# Float Time Mio to Commins



## Stephen (Jan 5, 2003)

Guys,
I'm dropping my drift boat in at Mio on the opener and floating to Commins. never floated it before and was wondering how many hours it takes with fishing. I can't in touch with the Au Sable Angler in Mio to ask them, they never answer their phone. Thanks for the help.
Steve


----------



## Shupac (Apr 17, 2005)

A straight-thru float takes about 2 hours; with fishing figure at least 4-5, and you can easily stretch that longer.


----------



## Adam Peterson (Mar 20, 2006)

yup he's right 4 hours with fishing! Might want to float to to mckinely its about 8 hours there and there won't be the crowds. I was going to float it but might just steelhead fish to get away from people. Hopefully its nasty and raining out. Ripping streamers after a good rain always produces big fish.


----------



## Stephen (Jan 5, 2003)

Thanks for the info guys. I may float Commins to McKinley if there would be less crowds. I only have about 6 hours. Any opinions as to what stretch would be less crowded? 
Steve


----------



## fowl assasination (Mar 18, 2006)

There would be less of a crowd downstream of cummins, but to me its alot different fishing down there, but dont get me wrong its not bad if your familar with it. Plus there wouldnt be as many people wade fishing down there its alot deeper and harder to access. Lots of deep froggy holes that hold big fish especially in the spring. Just swing em some big uglies!


----------



## Krull (Mar 29, 2005)

You can do the float to McKinley in 6 hours, no problem if you want to. There is less pressure between Commins and McKinley but there is also less fish. If you have 6 hours, I recommend taking your time and just going to Commins.
Good Luck.


----------



## Perchkiller (Dec 19, 2007)

Have property right after the access in Mio, from Mio to Cummins is a lot shallower and wider than the run from Cummins to McKinley. I say you get bigger fish after Cummins. We've been floating it for 20plus years, either way it's a great time, see ya on the opener.:evil::evil::evil:


----------



## Stephen (Jan 5, 2003)

I really appreciate the tips. We're going to float Mio to Commins and hope for some dry flies along the way. I'll shoot for the lower water in May if I get a free weekend and a bit more time to explore. 

If you see an old white Osprey drift boat go by with three yahoo's in it that's us. Hope everyone has a great opener.
Steve


----------



## Hart (Jan 27, 2008)

I've been fishing the AuSable from Mio to the 4001 bridge (downstream of McKinley) since my grandparents retired to McKinley in the 1970s. I know that stretch quite well. 

I agree with the times offered and the input on crowds, etc. I know they've planted less fish from Commins to McKinley, but I've always really liked that stretch. After you get past the cottages, it's pretty good stuff, and I'll opt for less crowd any day. There are more fish Mio-Commins, but there has always been more pressure there, too. We've gotten our best fish from Commins-McKinley.

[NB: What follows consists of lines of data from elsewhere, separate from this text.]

PR #3844, opened 2022-02-04
Fix error reporting when there is a "schema.graphqls" but it doesn't contain any type definition

martinbonnin:
If you have an empty `src/main/graphql/schema.graphqls` (or one containing executable definitions), the plugin fails with 

```
> Multiple schemas found:
  
  Use different services for different schemas
```

Which is completely misleading. Instead, output a better error:

```
Schema(s) found:
src/main/graphql/schema.graphqls

But none of them contain type definitions.
```

Many thanks to @pcarrier for catching this 💜


pcarrier (approved):

BoD (approved):
👍

PR #3852, opened 2022-02-08
fix typo in 3.0 migration guide

Saecki:


BoD:
The original thinking was to keep `addCustomTypeAdapter` in the "quick route" section because even though it's been marked deprecated, it still works.

But if we're going to touch these lines, we might as well change them with the new method name 😁. 

So I would merge this 👍

BoD (approved):

martinbonnin:
This has come up before so twice is enough to see a pattern there 👍

martinbonnin (approved):

PR #3853, opened 2022-02-08
Make watchers subscribe to the store earlier

olivierg13:
Just to reproduce an issue we've experienced while using two watchers on the same query.

### DIFF
--- a/tests/integration-tests/src/commonTest/kotlin/test/WatcherTest.kt
+++ b/tests/integration-tests/src/commonTest/kotlin/test/WatcherTest.kt
@@ -85,36 +85,32 @@ class WatcherTest {
 
     // The first query should get a "R2-D2" name
     mapResponses.register(query, ApolloResponse.Builder(query, uuid4(), episodeHeroNameData).build())
-    val job = launch {
-      apolloClient.query(query).fetchPolicy(FetchPolicy.NetworkOnly).watch().collect {
-        channel.send(it.data)
-      }
-    }
-    val job2 = launch {
-      apolloClient.query(query).fetchPolicy(FetchPolicy.NetworkOnly).watch().collect {
-        channel2.send(it.data)
-      }
-    }
-
-    assertEquals(channel.receiveOrTimeout()?.hero?.name, "R2-D2")
-    assertEquals(channel2.receiveOrTimeout()?.hero?.name, "R2-D2")
-
-    // Another newer call gets updated information with "Artoo"
     mapResponses.register(query, ApolloResponse.Builder(query, uuid4(), episodeHeroNameChangedData).build())
-    apolloClient.query(query).fetchPolicy(FetchPolicy.NetworkOnly).execute()
 
-    apolloClient.query(query).toFlow()
-        .catch {
-          // Handle errors here
+    repeat(100) {
+      val job = launch {
+        apolloClient.query(query).fetchPolicy(FetchPolicy.NetworkOnly).watch().collect {
+          channel.send(it.data)
         }
-        .onCompletion {
-          emitAll(apolloClient.query(query).watch())
+      }
+      val job2 = launch {
+        apolloClient.query(query).fetchPolicy(FetchPolicy.NetworkOnly).watch().collect {
+          channel2.send(it.data)
         }
-    assertEquals(channel.receiveOrTimeout()?.hero?.name, "Artoo")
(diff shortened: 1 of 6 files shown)


tests/integration-tests/src/commonTest/kotlin/test/WatcherTest.kt
```diff
@@ -74,19 +81,26 @@ class WatcherTest {
...
+        channel2.send(it.data)
+      }
+    }
 
     assertEquals(channel.receiveOrTimeout()?.hero?.name, "R2-D2")
+    assertEquals(channel2.receiveOrTimeout()?.hero?.name, "R2-D2")
 
     // Another newer call gets updated information with "Artoo"
-    apolloClient.enqueueTestResponse(query, episodeHeroNameChangedData)
+    mapResponses.register(query, ApolloResponse.Builder(query, uuid4(), episodeHeroNameChangedData).build())
```
BoD, line 103: In a similar vein as what @martinbonnin tried yesterday, if I add a single `yield()` right before this line, the test passes for me. Of course this doesn't really help explaining what's wrong... 😅

olivierg13: haha yeah I still don't know if it's a unit test environment issue or a real issue that could happen on a real device 🤔

tests/integration-tests/src/commonTest/kotlin/test/WatcherTest.kt
```diff
@@ -74,19 +81,26 @@ class WatcherTest {
   fun sameQueryTriggersWatcher() = runTest(before = { setUp() }) {
     val query = EpisodeHeroNameQuery(Episode.EMPIRE)
     val channel = Channel<EpisodeHeroNameQuery.Data?>()
+    val channel2 = Channel<EpisodeHeroNameQuery.Data?>()
```
BoD, line 84: Replacing these 2 lines with 
```kotlin
    val channel = Channel<EpisodeHeroNameQuery.Data?>(Channel.UNLIMITED)
    val channel2 = Channel<EpisodeHeroNameQuery.Data?>(Channel.UNLIMITED)
```

also fixes the test for me. 

I must admit I don't understand why. Without it, the `send` could block?

olivierg13: Ohhh interesting, maybe the Channels all share the same worker underneath. Not sure why it would block though yeah 🤔

olivierg13: The test passes in our CI as well with this change 🤔 
I'm not sure what could have happened. Maybe a recent change affected the watchers scopes underneath?

olivierg13: Channel.BUFFERED works as well. Wondering if the first `receiveOrTimeout()` is not somehow affecting the other Channel as well 🤔  although it wasn't before.

martinbonnin:
After some slack discussion, we realized this is a race between 2 coroutines:

coroutine1:
1. get R2-D2
1. emit R2-D2
1. subscribe to cache changes

coroutine2:
1. get Artoo
1. emit Artoo
1. publish Artoo change

What happens when the bug happens is that the coroutine2 publishes the changed keys before coroutine1 has a chance to subscribe to the store. This has very little chances of happening with a real network but is happening in tests because the network is mocked with a synchronous implementation.

I slightly modified the runtime to subscribe to the store before emiting the first item in a watch. This way, coroutine 2 can use the first item as a synchronisation point before starting the "Artoo" request.

Many thanks @olivierg13 for catching and troubleshooting this 💙

BoD (approved):
Yes, makes sense to me! 👍

olivierg13:
Thanks for the throrough investigations! Looks good to me! 😃

martinbonnin:
Heads up we had to change the implementation of this a bit to support the `CacheAndNetwork` fetchPolicy: https://github.com/apollographql/apollo-kotlin/issues/3946

I think the `buffer(2)` should still allow these tests to pass but let us if you notice anything weird

olivierg13:
Sounds good thanks!
Which version are these new changes gonna be included onto?

martinbonnin:
`3.1.1+` (most likely going to be a `3.2.0` but not 100% sure yet)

That said, if you really want a nice float (with fish.....it _is_, after all, the AuSable) try McKinley to the 4001 bridge just above the Alcona backwaters. I've always had a special place in my heart for this stretch because 1) it's where I caught my first decent trout, a 16" brown many years ago; 2) it's where I caught my last good AuSable brook trout (13"); and 3) it's the only place I've ever caught a Grayling (probably about 20 years ago, but I caught a couple of them there). 

But most importantly - and this is huge to me - this stretch of river has absolutely no development on it. There is not a single cottage, dock, etc. anywhere. It's about as wild as it was 100 years ago. I dare say you'll get as much solitude and unpressured fishing in as you'll get on any major trout stream in Michigan. It gets much less pressure than the other stretches discussed above. The 28" my nephew caught last opening weekend was caught in this stretch just upstream of the 4001 bridge. 

If you want a _really_ good fishing experience on the AuSable mainstream, take the Monday following the opener off and fish any of the stretches mentioned above. The river almost vacates entirely.


----------



## Ralph Smith (Apr 1, 2003)

Hart said:


> I've been fishing the AuSable from Mio to the 4001 bridge (downstream of McKinley) since my grandparents retired to McKinley in the 1970s. I know that stretch quite well.
> 
> I agree with the times offered and the input on crowds, etc. I know they've planted less fish from Commins to McKinley, but I've always really liked that stretch. After you get past the cottages, it's pretty good stuff, and I'll opt for less crowd any day. There are more fish Mio-Commins, but there has always been more pressure there, too. We've gotten our best fish from Commins-McKinley.
> 
> ...



That is deffinately a great stretch of water. Haven't fished it in awhile, but have done well in summer through there with grasshoppers when they are all over on the shores, just go catch a few and fish the old fashion way. Used to tube it as a kit through there too, good for that too. Have to fish real early and real late once the canoe and tube season hits, but your right, its peaceful through that area.


----------